PR #1473, opened 2020-11-18
ICU-21533 Lazily create the internal break iterator used in StringSearch & improve error handling

jefgen:
The `usearch_*` API has an internal character break iterator that it uses for handling combining characters or sequences.

However, the internal break iterator isn't always strictly needed or used though -- for example when matching with pure ASCII text. Creating the break iterator is a somewhat non-trivial operation though...

I did some profiling using ICU 64 on Windows with a test program that called the usearch APIs in a loop (calling `usearch_open`, then `usearch_first`), and on average, anywhere from 7-10% of the time was spent on just creating the break iterator (which wasn't actually ever used).

By lazily creating the break iterator when needed we can improve the performance of the `usearch_*` API for cases where it isn't used.

Additionally, I noticed that there were several places in the code that performed memory allocation(s) without any error checking for OOM. This PR also adds/improves the error checking as well.

----

This PR is for this commit: https://github.com/microsoft/icu/commit/5e4e9b5a2914015710b21647b40ec028dec8a808

I thought that splitting up the commits into separate PRs would be easier to review the changes.
Link to other PRs with perf changes: #1471 #1472

[cc: @tarekgh as FYI.]

##### Checklist

- [x] Issue filed: https://unicode-org.atlassian.net/browse/ICU-21533
- [x] Issue accepted
- [ ] Tests included

### DIFF
--- a/icu4c/source/i18n/usearch.cpp
+++ b/icu4c/source/i18n/usearch.cpp
@@ -32,7 +32,7 @@ U_NAMESPACE_USE
 #define SECOND_LAST_BYTE_SHIFT_  8
 #define SUPPLEMENTARY_MIN_VALUE_ 0x10000
 
-static const Normalizer2Impl *g_nfcImpl = NULL;
+static const Normalizer2Impl *g_nfcImpl = nullptr;
 
 // internal methods -------------------------------------------------
 
@@ -44,11 +44,11 @@ static const Normalizer2Impl *g_nfcImpl = NULL;
 */
 static
 inline void setColEIterOffset(UCollationElements *elems,
-                      int32_t             offset)
+                              int32_t offset,
+                              UErrorCode &status)
 {
     // Note: Not "fast" any more after the 2013 collation rewrite.
     // We do not want to expose more internals than necessary.
-    UErrorCode status = U_ZERO_ERROR;
     ucol_setOffset(elems, offset, &status);
 }
 
@@ -75,7 +75,7 @@ inline uint32_t getMask(UCollationStrength strength)
 U_CDECL_BEGIN
 static UBool U_CALLCONV
 usearch_cleanup(void) {
-    g_nfcImpl = NULL;
+    g_nfcImpl = nullptr;
     return TRUE;
 }
 U_CDECL_END
@@ -89,7 +89,7 @@ U_CDECL_END
 static
 inline void initializeFCD(UErrorCode *status)
 {
-    if (g_nfcImpl == NULL) {
+    if (g_nfcImpl == nullptr) {
         g_nfcImpl = Normalizer2Factory::getNFCImpl(*status);
         ucln_i18n_registerCleanup(UCLN_I18N_USEARCH, usearch_cleanup);
     }
@@ -152,18 +152,18 @@ inline int32_t getCE(const UStringSearch *strsrch, uint32_t sourcece)
 }
 
 /**
-* Allocate a memory and returns NULL if it failed.
+* Allocate a memory and returns nullptr if it failed.
 * Internal method, status assumed to be a success.
 * @param size to allocate
 * @param status output error if any, caller to check status before calling
 *               method, status assumed to be success when passed in.
-* @return newly allocated array, NULL otherwise
+* @return newly allocated array, nullptr otherwise
 */
 static
 inline void * allocateMemory(uint32_t size, UErrorCode *status)
 {
     uint32_t *result = (uint32_t *)uprv_malloc(size);
-    if (result == NULL) {
+    if (result == nullptr) {
         *status = U_MEMORY_ALLOCATION_ERROR;
     }
     return result;
@@ -174,7 +174,7 @@ inline void * allocateMemory(uint32_t size, UErrorCode *status)
 * Creates a new array if we run out of space. The caller will have to
 * manually deallocate the newly allocated array.
 * Internal method, status assumed to be success, caller has to check status
-* before calling this method. destination not to be NULL and has at least
+* before calling this method. destination not to be nullptr and has at least
 * size destinationlength.
 * @param destination target array
 * @param offset destination offset to add value
@@ -199,7 +199,7 @@ inline int32_t * addTouint32_tArray(int32_t    *destination,
         int32_t *temp = (int32_t *)allocateMemory(
                                          sizeof(int32_t) * newlength, status);
         if (U_FAILURE(*status)) {
-            return NULL;
+            return nullptr;
         }
         uprv_memcpy(temp, destination, sizeof(int32_t) * (size_t)offset);
         *destinationlength = newlength;
@@ -214,7 +214,7 @@ inline int32_t * addTouint32_tArray(int32_t    *destination,
 * Creates a new array if we run out of space. The caller will have to
 * manually deallocate the newly allocated array.
 * Internal method, status assumed to be success, caller has to check status
-* before calling this method. destination not to be NULL and has at least
+* before calling this method. destination not to be nullptr and has at least
 * size destinationlength.
 * @param destination target array
 * @param offset destination offset to add value
@@ -240,7 +240,7 @@ inline int64_t * addTouint64_tArray(int64_t    *destination,
                                          sizeof(int64_t) * newlength, status);
 
         if (U_FAILURE(*status)) {
-            return NULL;
+            return nullptr;
         }
 
         uprv_memcpy(temp, destination, sizeof(int64_t) * (size_t)offset);
@@ -273,7 +273,7 @@ inline void initializePatternCETable(UStringSearch *strsrch, UErrorCode *status)
     uint32_t  patternlength      = pattern->textLength;
     UCollationElements *coleiter = strsrch->utilIter;
 
-    if (coleiter == NULL) {
+    if (coleiter == nullptr) {
         coleiter = ucol_openElements(strsrch->collator, pattern->text,
                                      patternlength, status);
         // status will be checked in ucol_next(..) later and if it is an
@@ -332,7 +332,7 @@ inline void initializePatternCETable(UStringSearch *strsrch, UErrorCode *status)
 */
 static
 inline void initializePatternPCETable(UStringSearch *strsrch,
-                                          UErrorCode    *status)
+                                      UErrorCode    *status)
 {
     UPattern *pattern            = &(strsrch->pattern);
     uint32_t  pcetablesize       = INITIAL_ARRAY_SIZE_;
@@ -340,11 +340,11 @@ inline void initializePatternPCETable(UStringSearch *strsrch,
     uint32_t  patternlength      = pattern->textLength;
     UCollationElements *coleiter = strsrch->utilIter;
 
-    if (coleiter == NULL) {
+    if (coleiter == nullptr) {
         coleiter = ucol_openElements(strsrch->collator, pattern->text,
                                      patternlength, status);
-        // status will be checked in ucol_next(..) later and if it is an
-        // error UCOL_NULLORDER the result of ucol_next(..) and 0 will be
+        // status will be checked in nextProcessed(..) later and if it is an error
+        // then UCOL_PROCESSED_NULLORDER is returned by nextProcessed(..), so 0 will be
         // returned.
         strsrch->utilIter = coleiter;
     } else {
@@ -354,7 +354,7 @@ inline void initializePatternPCETable(UStringSearch *strsrch,
         return;
     }
 
-    if (pattern->pces != pcetable && pattern->pces != NULL) {
+    if (pattern->pces != pcetable && pattern->pces != nullptr) {
         uprv_free(pattern->pces);
     }
 
@@ -366,7 +366,7 @@ inline void initializePatternPCETable(UStringSearch *strsrch,
     // ** Should processed CEs be signed or unsigned?
     // ** (the rest of the code in this file seems to play fast-and-loose with
     // **  whether a CE is signed or unsigned. For example, look at routine above this one.)
-    while ((pce = iter.nextProcessed(NULL, NULL, status)) != UCOL_PROCESSED_NULLORDER &&
+    while ((pce = iter.nextProcessed(nullptr, nullptr, status)) != UCOL_PROCESSED_NULLORDER &&
            U_SUCCESS(*status)) {
         int64_t *temp = addTouint64_tArray(pcetable, offset, &pcetablesize,
                               pce,
@@ -421,12 +421,12 @@ inline void initializePattern(UStringSearch *strsrch, UErrorCode *status)
     }
 
     // ** HACK **
-    if (strsrch->pattern.pces != NULL) {
+    if (strsrch->pattern.pces != nullptr) {
         if (strsrch->pattern.pces != strsrch->pattern.pcesBuffer) {
             uprv_free(strsrch->pattern.pces);
         }
 
-        strsrch->pattern.pces = NULL;
+        strsrch->pattern.pces = nullptr;
     }
 
     initializePatternCETable(strsrch, status);
@@ -444,21 +444,57 @@ inline void initialize(UStringSearch *strsrch, UErrorCode *status)
     initializePattern(strsrch, status);
 }
 
+#if !UCONFIG_NO_BREAK_ITERATION
+// If the caller provided a character breakiterator we'll return that,
+// otherwise we lazily create the internal break iterator. 
+static UBreakIterator* getBreakIterator(UStringSearch *strsrch, UErrorCode &status)
+{
+    if (U_FAILURE(status)) {
+        return nullptr;
+    }
+
+    if (strsrch->search->breakIter != nullptr) {
+        return strsrch->search->breakIter;
+    }
+
+    if (strsrch->search->internalBreakIter != nullptr) {
+        return strsrch->search->internalBreakIter;
+    }
+
+    // Need to create the internal break iterator.
+    strsrch->search->internalBreakIter = ubrk_open(UBRK_CHARACTER,
+        ucol_getLocaleByType(strsrch->collator, ULOC_VALID_LOCALE, &status),
+        strsrch->search->text, strsrch->search->textLength, &status);
+
+    return strsrch->search->internalBreakIter;
+}
+#endif
+
 /**
-* sets match not found
+* Sets the match result to "not found", regardless of the incoming error status.
+* If an error occurs while setting the result, it is reported back.
+* 
 * @param strsrch string search data
+* @param status  for output errors, if they occur.
 */
 static
-inline void setMatchNotFound(UStringSearch *strsrch)
+inline void setMatchNotFound(UStringSearch *strsrch, UErrorCode &status)
 {
-    // this method resets the match result regardless of the error status.
+    UErrorCode localStatus = U_ZERO_ERROR;
+
     strsrch->search->matchedIndex = USEARCH_DONE;
     strsrch->search->matchedLength = 0;
     if (strsrch->search->isForwardSearching) {
-        setColEIterOffset(strsrch->textIter, strsrch->search->textLength);
+        setColEIterOffset(strsrch->textIter, strsrch->search->textLength, localStatus);
     }
     else {
-        setColEIterOffset(strsrch->textIter, 0);
+        setColEIterOffset(strsrch->textIter, 0, localStatus);
+    }
+
+    // If an error occurred while setting the result to not found (ex: OOM),
+    // then we want to report that error back to the caller.
+    if (U_SUCCESS(status) && U_FAILURE(localStatus)) {
+        status = localStatus;
     }
 }
 
@@ -482,8 +518,7 @@ inline UBool isOutOfBounds(int32_t textlength, int32_t offset)
 * @return TRUE if identical match is found
 */
 static
-inline UBool checkIdentical(const UStringSearch *strsrch, int32_t start,
-                                  int32_t    end)
+inline UBool checkIdentical(const UStringSearch *strsrch, int32_t start, int32_t end)
 {
     if (strsrch->strength != UCOL_IDENTICAL) {
         return TRUE;
@@ -512,12 +547,12 @@ U_CAPI UStringSearch * U_EXPORT2 usearch_open(const UChar *pattern,
                                           UErrorCode     *status)
 {
     if (U_FAILURE(*status)) {
-        return NULL;
+        return nullptr;
     }
 #if UCONFIG_NO_BREAK_ITERATION
-    if (breakiter != NULL) {
+    if (breakiter != nullptr) {
         *status = U_UNSUPPORTED_ERROR;
-        return NULL;
+        return nullptr;
     }
 #endif
     if (locale) {
@@ -528,11 +563,11 @@ U_CAPI UStringSearch * U_EXPORT2 usearch_open(const UChar *pattern,
                                               patternlength, text, textlength,
                                               collator, breakiter, status);
 
-        if (result == NULL || U_FAILURE(*status)) {
+        if (result == nullptr || U_FAILURE(*status)) {
             if (collator) {
                 ucol_close(collator);
             }
-            return NULL;
+            return nullptr;
         }
         else {
             result->ownCollator = TRUE;
@@ -540,7 +575,7 @@ U_CAPI UStringSearch * U_EXPORT2 usearch_open(const UChar *pattern,
         return result;
     }
     *status = U_ILLEGAL_ARGUMENT_ERROR;
-    return NULL;
+    return nullptr;
 }
 
 U_CAPI UStringSearch * U_EXPORT2 usearch_openFromCollator(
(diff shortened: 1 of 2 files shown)


icu4c/source/i18n/usearch.cpp
```diff
@@ -565,16 +565,26 @@ inline void initialize(UStringSearch *strsrch, UErrorCode *status)
...
 * @param start target text start offset
 * @param end target text end offset
 */
 static
 void checkBreakBoundary(const UStringSearch *strsrch, int32_t * /*start*/,
-                               int32_t *end)
+                               int32_t *end, UErrorCode *status)
 {
 #if !UCONFIG_NO_BREAK_ITERATION
+    // Lazily create the internal break iterator.
```
aheninger, line 578: This is inside `#if BOYER_MOORE`, which is hardcoded to 0 at line 31.
Also, wherever the lazy creation ends up, would want to check for a caller-supplied break iterator, `strsrch->search->breakIter`, before creating an internal one.

icu4c/source/i18n/usearch.cpp
```diff
@@ -3668,6 +3689,16 @@ static int32_t nextBoundaryAfter(UStringSearch *strsrch, int32_t startIndex) {
     UBreakIterator *breakiterator = strsrch->search->breakIter;
 
     if (breakiterator == NULL) {
+        // Lazily create the internal break iterator.
```
aheninger, line 3692: It may make sense to put this creation logic in a little `getInternalBreakIterator()` function, to avoid repeating it multiple times. Or maybe it could be `getBreakIterator()`, and include the test for a user supplied one.

jefgen: Thanks Andy! That's a good idea!
I think I'll add your suggested `getBreakIterator()` function, and then replace the repeated/redundant code with it.

icu4c/source/i18n/usearch.cpp
jefgen: Thanks for taking a look!

Right, this is inside the `BOYER_MOORE` parts of the code that don't seem to be used at all anymore. However, I thought that it would be better to try and change all the places in the file that used the break iterator anyways...

Looking at the history in git, it seems that `usearch.cpp` hasn't actually compiled with the macro `BOYER_MOORE` set to `1` since the Collation V2 rewrite in ~2014. (It tries to use functions that were removed/changed since then). So perhaps this is a pointless change -- but I at least didn't want to make things any worse off in case somebody in the future wanted to try and get the `BOYER_MOORE` code working again.

Good point about checking for the caller-supplied break iterator first!
I'll force-push an update for this in a bit.

icu4c/source/i18n/usearch.cpp
```diff
@@ -562,6 +562,26 @@ inline void initialize(UStringSearch *strsrch, UErrorCode *status)
     strsrch->pattern.defaultShiftSize = 0;
 }
 
+// If the caller provided a character breakiterator we'll return that,
+// otherwise we lazily create the internal break iterator. 
+static UBreakIterator* getBreakIterator(UStringSearch *strsrch, UErrorCode *status)
+{
+    if (strsrch->search->breakIter != NULL) {
```
markusicu, line 569: optional: Would you mind using nullptr in new code?

icu4c/source/i18n/usearch.cpp
```diff
@@ -48,11 +48,11 @@ static const Normalizer2Impl *g_nfcImpl = NULL;
 */
 static
 inline void setColEIterOffset(UCollationElements *elems,
-                      int32_t             offset)
+                              int32_t offset,
+                              UErrorCode& status)
```
markusicu, line 52: optional: I have a preference for `UErrorCode &status` with the ampersand adjacent to the parameter name, like how C types were intended and how the code here uses. But I understand that that's falling out of vogue.

icu4c/source/i18n/usearch.cpp
```diff
@@ -572,11 +592,11 @@ inline void initialize(UStringSearch *strsrch, UErrorCode *status)
 */
 static
 void checkBreakBoundary(const UStringSearch *strsrch, int32_t * /*start*/,
-                               int32_t *end)
+                               int32_t *end, UErrorCode *status)
```
markusicu, line 595: reference please for the status, not a pointer

icu4c/source/i18n/usearch.cpp
```diff
@@ -562,6 +562,26 @@ inline void initialize(UStringSearch *strsrch, UErrorCode *status)
     strsrch->pattern.defaultShiftSize = 0;
 }
 
+// If the caller provided a character breakiterator we'll return that,
+// otherwise we lazily create the internal break iterator. 
+static UBreakIterator* getBreakIterator(UStringSearch *strsrch, UErrorCode *status)
```
markusicu, line 567: reference please for the status, not a pointer

icu4c/source/i18n/usearch.cpp
```diff
@@ -562,6 +562,26 @@ inline void initialize(UStringSearch *strsrch, UErrorCode *status)
...
+{
```
markusicu, line 568: Before you do anything else, if U_FAILURE then exit with nullptr.

icu4c/source/i18n/usearch.cpp
```diff
@@ -572,11 +592,11 @@ inline void initialize(UStringSearch *strsrch, UErrorCode *status)
...
 static
 void checkBreakBoundary(const UStringSearch *strsrch, int32_t * /*start*/,
-                               int32_t *end)
+                               int32_t *end, UErrorCode *status)
 {
 #if !UCONFIG_NO_BREAK_ITERATION
-    UBreakIterator *breakiterator = strsrch->search->internalBreakIter;
-    if (breakiterator) {
+    UBreakIterator *breakiterator = getBreakIterator(strsrch, status);
+    if (breakiterator != NULL && U_SUCCESS(status)) {
```
markusicu, line 599: It looks like it should suffice to check for success but not also for nullptr.
Why did the old code check the pointer? Should it be possible to be nullptr without an error condition? Or just defensive coding against usage of an error-constructed StringSearch object?

icu4c/source/i18n/usearch.cpp
```diff
@@ -602,13 +622,12 @@ void checkBreakBoundary(const UStringSearch *strsrch, int32_t * /*start*/,
...
-UBool isBreakUnit(const UStringSearch *strsrch, int32_t start,
-                               int32_t    end)
+UBool isBreakUnit(const UStringSearch *strsrch, int32_t start, int32_t end, UErrorCode *status)
 {
 #if !UCONFIG_NO_BREAK_ITERATION
-    UBreakIterator *breakiterator = strsrch->search->breakIter;
+    UBreakIterator *breakiterator = getBreakIterator(strsrch, status);
     //TODO: Add here.
-    if (breakiterator) {
+    if (breakiterator != NULL && U_SUCCESS(status)) {
```
markusicu, line 630: ditto

icu4c/source/i18n/usearch.cpp
```diff
@@ -765,16 +784,16 @@ inline int32_t shiftForward(UStringSearch *strsrch,
 * @param strsrch string search data
 */
 static
-inline void setMatchNotFound(UStringSearch *strsrch)
+inline void setMatchNotFound(UStringSearch *strsrch, UErrorCode& status)
 {
```
markusicu, line 788: Before you do anything else, if U_FAILURE then exit immediately.

icu4c/source/i18n/usearch.cpp
```diff
@@ -3626,7 +3656,7 @@ U_NAMESPACE_END
  * has an external break iterator, use that. Otherwise use the internal character
  * break iterator.
  */
-static int32_t nextBoundaryAfter(UStringSearch *strsrch, int32_t startIndex) {
+static int32_t nextBoundaryAfter(UStringSearch *strsrch, int32_t startIndex, UErrorCode *status) {
 #if 0
     const UChar *text = strsrch->search->text;
```
markusicu, line 3661: In this branch, if U_FAILURE then return immediately; maybe return startIndex?

icu4c/source/i18n/usearch.cpp
```diff
@@ -3665,17 +3695,12 @@ static int32_t nextBoundaryAfter(UStringSearch *strsrch, int32_t startIndex) {
...
-    UBreakIterator *breakiterator = strsrch->search->breakIter;
-
-    if (breakiterator == NULL) {
-        breakiterator = strsrch->search->internalBreakIter;
-    }
-
-    if (breakiterator != NULL) {
-        return ubrk_following(breakiterator, startIndex);
+    UBreakIterator *breakiterator = getBreakIterator(strsrch, status);
+    if (breakiterator == NULL || U_FAILURE(*status)) {
```
markusicu, line 3699: check status only, as above?

icu4c/source/i18n/usearch.cpp
```diff
@@ -3688,7 +3713,7 @@ static int32_t nextBoundaryAfter(UStringSearch *strsrch, int32_t startIndex) {
  * has an external break iterator, test using that, otherwise test
  * using the internal character break iterator.
  */
-static UBool isBreakBoundary(UStringSearch *strsrch, int32_t index) {
+static UBool isBreakBoundary(UStringSearch *strsrch, int32_t index, UErrorCode *status) {
 #if 0
     const UChar *text = strsrch->search->text;
```
markusicu, line 3718: In this branch, if U_FAILURE then return immediately; maybe return false?

icu4c/source/i18n/usearch.cpp
```diff
@@ -3716,13 +3741,12 @@ static UBool isBreakBoundary(UStringSearch *strsrch, int32_t index) {
     UBool combining =  !(gcProperty==U_GCB_CONTROL || gcProperty==U_GCB_LF || gcProperty==U_GCB_CR);
     return !combining;
 #elif !UCONFIG_NO_BREAK_ITERATION
-    UBreakIterator *breakiterator = strsrch->search->breakIter;
-
-    if (breakiterator == NULL) {
-        breakiterator = strsrch->search->internalBreakIter;
+    UBreakIterator *breakiterator = getBreakIterator(strsrch, status);
+    if (breakiterator == NULL || U_FAILURE(*status)) {
```
markusicu, line 3745: check status only, as above?

icu4c/source/i18n/usearch.cpp
```diff
@@ -3733,9 +3757,8 @@ static UBool isBreakBoundary(UStringSearch *strsrch, int32_t index) {
 static UBool onBreakBoundaries(const UStringSearch *strsrch, int32_t start, int32_t end)
 {
 #if !UCONFIG_NO_BREAK_ITERATION
-    UBreakIterator *breakiterator = strsrch->search->breakIter;
-
-    if (breakiterator != NULL) {
+    UBreakIterator *breakiterator = getBreakIterator(strsrch, status);
+    if (breakiterator != NULL && U_SUCCESS(status)) {
```
markusicu, line 3761: check status only, as above?

icu4c/source/i18n/usearch.cpp
```diff
@@ -3733,9 +3757,8 @@ static UBool isBreakBoundary(UStringSearch *strsrch, int32_t index) {
 static UBool onBreakBoundaries(const UStringSearch *strsrch, int32_t start, int32_t end)
```
markusicu, line 3757: add status parameter?

icu4c/source/i18n/usearch.cpp
```diff
@@ -4189,8 +4232,11 @@ U_CAPI UBool U_EXPORT2 usearch_searchBackwards(UStringSearch  *strsrch,
      * consider for the match.
      */
     if (startIdx < strsrch->search->textLength) {
-        UBreakIterator *bi = strsrch->search->internalBreakIter;
-        int32_t next = ubrk_following(bi, startIdx);
+        UBreakIterator *breakiterator = getBreakIterator(strsrch, status);
+        if (breakiterator == NULL|| U_FAILURE(*status)) {
```
markusicu, line 4236: check status only, as above?

icu4c/source/i18n/usearch.cpp
```diff
@@ -602,13 +622,12 @@ void checkBreakBoundary(const UStringSearch *strsrch, int32_t * /*start*/,
 * @param end target text end offset
 */
 static
-UBool isBreakUnit(const UStringSearch *strsrch, int32_t start,
-                               int32_t    end)
+UBool isBreakUnit(const UStringSearch *strsrch, int32_t start, int32_t end, UErrorCode *status)
```
markusicu, line 625: reference please for the status, not a pointer

icu4c/source/i18n/usearch.cpp
```diff
@@ -3626,7 +3656,7 @@ U_NAMESPACE_END
  * has an external break iterator, use that. Otherwise use the internal character
  * break iterator.
  */
-static int32_t nextBoundaryAfter(UStringSearch *strsrch, int32_t startIndex) {
+static int32_t nextBoundaryAfter(UStringSearch *strsrch, int32_t startIndex, UErrorCode *status) {
```
markusicu, line 3659: reference please for the status, not a pointer

icu4c/source/i18n/usearch.cpp
```diff
@@ -3688,7 +3713,7 @@ static int32_t nextBoundaryAfter(UStringSearch *strsrch, int32_t startIndex) {
  * has an external break iterator, test using that, otherwise test
  * using the internal character break iterator.
  */
-static UBool isBreakBoundary(UStringSearch *strsrch, int32_t index) {
+static UBool isBreakBoundary(UStringSearch *strsrch, int32_t index, UErrorCode *status) {
```
markusicu, line 3716: reference please for the status, not a pointer

aheninger (approved):
A fair number of the changes are to code that is excluded by `#if BOYER_MOORE`

Maybe we should think about removing it entirely; it's presence makes the active code much harder to see and follow, and, as you noted, it's been dead for ages. That should probably be done in a separate PR, though.

markusicu:
> A fair number of the changes are to code that is excluded by `#if BOYER_MOORE`
> 
> Maybe we should think about removing it entirely; it's presence makes the active code much harder to see and follow, and, as you noted, it's been dead for ages. That should probably be done in a separate PR, though.

I am ok with doing that in a separate PR (before or after the lazy creation).

markusicu:
Also, Jeff, it would be nice if you could do the lazy creation in Java as well.

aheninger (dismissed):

→ **Description of the task**
Look through the lines above and collect those with the word "define".

→ **Final answer**
 #define SECOND_LAST_BYTE_SHIFT_  8
 #define SUPPLEMENTARY_MIN_VALUE_ 0x10000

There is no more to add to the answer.